You keep selling us features. We need you to ship safety by default.

Every breach follows the same pattern: unpatched systems, flat networks, stolen credentials, lateral movement, game over. We know how attacks work. We’ve known for decades. Yet you keep shipping platforms that assume trusted networks, assume tech-savvy end users, require administrators to manually harden everything, and treat security as an opt-in feature.

The CISO community is pushing back on the security vendor noise machine. Now it’s your turn. You—the platform vendors, the OS makers, the cloud providers, the SaaS companies—are the foundation on which everything sits. When you ship insecure defaults, you’re not giving customers flexibility. You’re setting them up to fail.

The defaults are broken

Let’s be clear about what “secure by default” actually means:

Auto-updates should be mandatory and real-time. Not “check weekly.” Not “notify user.” Not “download and wait for reboot window.” Push security patches as soon as they’re available. Make them difficult to disable. If something breaks, fix it in the next update. The current model, where overworked admins must manually prioritize patching, is a gift to attackers. Every patch Tuesday that turns into “patch eventually” is another month of known vulnerabilities sitting in production.

Every service should be default deny.

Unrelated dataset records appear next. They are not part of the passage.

PR #2055, opened 2019-03-28
[#1949] Add wrap-auth-datasets middleware and DBQueryService adapter hugsql protocol 

tangrammer:
##### by matching "url" requested 
+ url matched using reitit 
```clojure
(contains? #{"/api/datasets" "/api/library"} (:template (:reitit.core/match request)))
```
##### by matching "feature-backend-flag" activated.
Logic based on  jwt-claim family_name value
```clojure
(str/includes? (:given_name (clojure.walk/keywordize-keys (:jwt-claims request))) "$auth$")
```

 ### Adding `DBQueryService` (adapter) protocol to wrap hugsql queries
The purpose of this protocol is to pass an extra parameter related to authorization, so we can add (with activated feature flag) an extra filter to the related protected SQLs (eg: https://github.com/akvo/akvo-lumen/pull/2055/files#diff-15a1115682b54d65d59a28442efe1c3dR8)

```clojure
(defprotocol DBQueryService
  (query
    [_ qqname param-data options command-options]
    [_ qqname param-data options]
    [_ qqname param-data]
    [_ qqname ]))
```

### Adding AuthorisedDBQueryService `DBQueryService` protocol impl
so, if middleware is applied we include in the request a ready to use database-query-service that will use the `{:auth-datasets [] :auth-visualisations [] :auth-dashboards [] :auth-collections []}` data in the authorized SQLs
```clojure
(defrecord AuthorisedDBQueryService [tenant-conn authorised-uuid-tree]
  p/DBQueryService
  (p/query [this fun param-data options command-options]
    (log/info :AuthorisedDBQueryService :query fun :param-data param-data :options options :command-options command-options :authorised-uuid-tree authorised-uuid-tree)
    (apply fun [(:tenant-conn this) (merge param-data authorised-uuid-tree)
                options command-options]))
  (p/query [this fun param-data options]
    (p/query this fun param-data options nil))
  (p/query [this fun param-data]
    (p/query this fun param-data nil))
  (p/query [this fun]
    (p/query this fun nil)))

(defn new-dbqs
  "`authorised-uuid-tree`: {:auth-datasets [] :auth-visualisations [] :auth-dashboards [] :auth-collections []}"
  [tenant-conn authorised-uuid-tree]
  (AuthorisedDBQueryService. tenant-conn authorised-uuid-tree))

```


backend/src/akvo/lumen/lib/auth.clj
```diff
@@ -0,0 +1,77 @@
...
+   [clojure.spec.alpha :as s]
+   [clojure.string :as str]
+   [clojure.tools.logging :as log]
+   [hugsql.core :as hugsql]
+   [integrant.core :as ig]
+   [reitit.core :as rc]))
+
+(defrecord AuthorisedDBQueryService [tenant-conn authorised-uuid-tree]
+  p/DBQueryService
+  (p/query [this fun param-data options command-options]
```
kardan: Why "fun" and not just "f"?

tangrammer: fun is more funny :)

tangrammer: and i have seen it in other code bases too

backend/src/akvo/lumen/lib/auth.clj
```diff
@@ -0,0 +1,77 @@
...
+    (p/query this fun nil)))
+
+(defn new-dbqs
+  "`authorised-uuid-tree`: {:auth-datasets [] :auth-visualisations [] :auth-dashboards [] :auth-collections []}"
+  [tenant-conn authorised-uuid-tree]
+  (AuthorisedDBQueryService. tenant-conn authorised-uuid-tree))
+
+(hugsql/def-db-fns "akvo/lumen/lib/dataset.sql")
+
+(defn match-by-jwt-family-name?
```
kardan: If we have the energy, I think we should lift this out of this namespace and do something more holistic so we can reuse for other new features. Maybe even add another claim for "staff" or "bleeding-edge".. It feels like looking for given names will be short lived.

tangrammer:
@kardan 

> The "backend/src/akvo/lumen/lib/auth.clj" namespace is very wide, I would love to see some line changes.

let's see how auth-dataset-details come out to refactor the current logic, i was trying to not overdesign more with more assumptions. Anyway, yep, I'll keep an open eye on this ns to improve its form before fully finishing #1949

backend/src/akvo/lumen/lib/auth.clj
tangrammer: resolving conversation after agreeing that we keep this family-name flag on this development level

No application binds to 0.0.0.0 out of the box. No service should accept connections from anywhere unless explicitly configured. Ship with host firewalls on and restrictive. Make developers and admins explicitly open holes to make things work. Yes, this generates support tickets. Good. That’s better than generating breaches when dealing with sensitive data.

Network segmentation should be built into the platforms, not bolted on later. Every workload should be isolated by default. Container networking got this right—why do we accept flat networks everywhere else? Operating systems should create network namespaces per application. Cloud platforms should segment by default and make customers work to create flat networks, not the other way around.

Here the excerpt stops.